Qualitative analysis shows the model dynamically modulates its tool selection/ordering, recovers from tool outputs, and restructures reasoning trajectories on-the-fly—behaviors inaccessible to approaches based on handcrafted or fixed pipelines.
Real-World Robotic Manipulation
In end-to-end embodied tasks, SpaceTools achieves 86% average success across pick, relational pick, and pick-place tasks—substantially outperforming both proprietary models and strong open-source VLMs, even when the latter are given tool access via Toolshed. Unlike tool-free or prompt-based baselines, SpaceTools chains perception and action modules coherently for physical manipulation.
Figure 4: SpaceTools controlling a real robot to complete a pick-and-place task via alternated vision and action tool calls.
Ablations and Failure Modes
Removing either teacher (IRL or universal demonstration), or the second-stage IRL, results in sharp accuracy drops, reaffirming the critical role of both instructional priors and reward-based exploration in training.
Direct RL with all tools from scratch (without pretraining) fails to optimize, with less than 20% mean accuracy. Non-interactive RL and SFT-trained tool-using models also lag by >13% mean accuracy compared to full DIRL.
DIRL is robust but not infallible. Failure cases include erroneous grasp detection and boundary-adjacent placements in real-world scenes, revealing the limitations in tool-level precision and physical feasibility reasoning.
Figure 5: Failure case: a valid vacant area is identified but the placement point is too close to the boundary, resulting in task failure.
Discussion and Broader Implications
DIRL demonstrates that strong spatial reasoning and embodied control emerge not from pretraining on massive annotated datasets or hardcoded pipelines, but from interactive learning with real, heterogeneous tool outputs. The agent learns to reason about errors, ambiguities, and the semantics of external modules, yielding flexible plans adaptive to unforeseen context.
From a systems perspective, Toolshed’s decoupled design is crucial to scale RL with heavy, batched, multimodal tools. DIRL unlocks safe, efficient online exploration—critical for bringing agentic multimodal models into physical settings.
Practically, DIRL/SpaceTools enables new paradigms in embodied AI, where core models need not internalize fine-grained metric representations; these can be out-sourced to specialized modules, with the agent learning when and how to query them in context. This modular view facilitates transfer and continual improvement: e.g., tool upgrades or augmentations can improve capabilities without retraining the VLM.

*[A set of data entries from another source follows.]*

PR #30, opened 2016-12-28
Relocate private files outside of the document root.

greg-1-anderson:
Included .htaccess files for nominal protection should the site be moved off of Pantheon. This ostensibly isn't necessary for directories outside of the document root, but the `config` folder already has one. :man_shrugging:

### DIFF
--- a/private/.htaccess
+++ b/private/.htaccess
@@ -1,0 +1,23 @@
+# Deny all requests from Apache 2.4+.
+<IfModule mod_authz_core.c>
+  Require all denied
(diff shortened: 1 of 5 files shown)


greg-1-anderson:
I made this to experiment with archive-dump files that contain private files outside of the document root, but Drush does not support those.

Neither can this PR be merged, as Pantheon only supports file sharing between multiple app servers through the git repository and the files directory. In this PR, the `private` files are in neither location, so this will not work.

Theoretical implications point to the separation of high-level, multi-step reasoning from low-level perception and control. The policy learns to rapidly traverse the action-observation hierarchy and dynamically coordinate task-specific “programs” using tool APIs.
Future Directions
Limitations include:
- Scaling DIRL to longer-horizon, closed-loop tasks (e.g., multi-stage assembly) where error propagation and global planning become more prominent.
- Perceptual robustness in extensive real-world scenarios remains a bottleneck, particularly for grasp and pose under heavy occlusion.
- The infrastructure's asynchronous parallelism could become limited by tool latency or system bottlenecks as tool coverage expands.
Extensions of this work could include RL refinement with live robot feedback, integrated learning of tool-selection heuristics, and leveraging tool intent-retrieval for explainability and verification.
Conclusion
SpaceTools, trained with DIRL and enabled by Toolshed, defines the new state-of-the-art for tool-augmented spatial reasoning and robotic manipulation in VLMs (2512.04069). The results show that scalable interactive RL with compositional tool use yields models that outperform all prior approaches in both visual geometric reasoning and real-world robotic control, while remaining broadly extensible and modular. This framework delineates a practical route for unifying vision, language, and action through learned, agentic tool-use policies.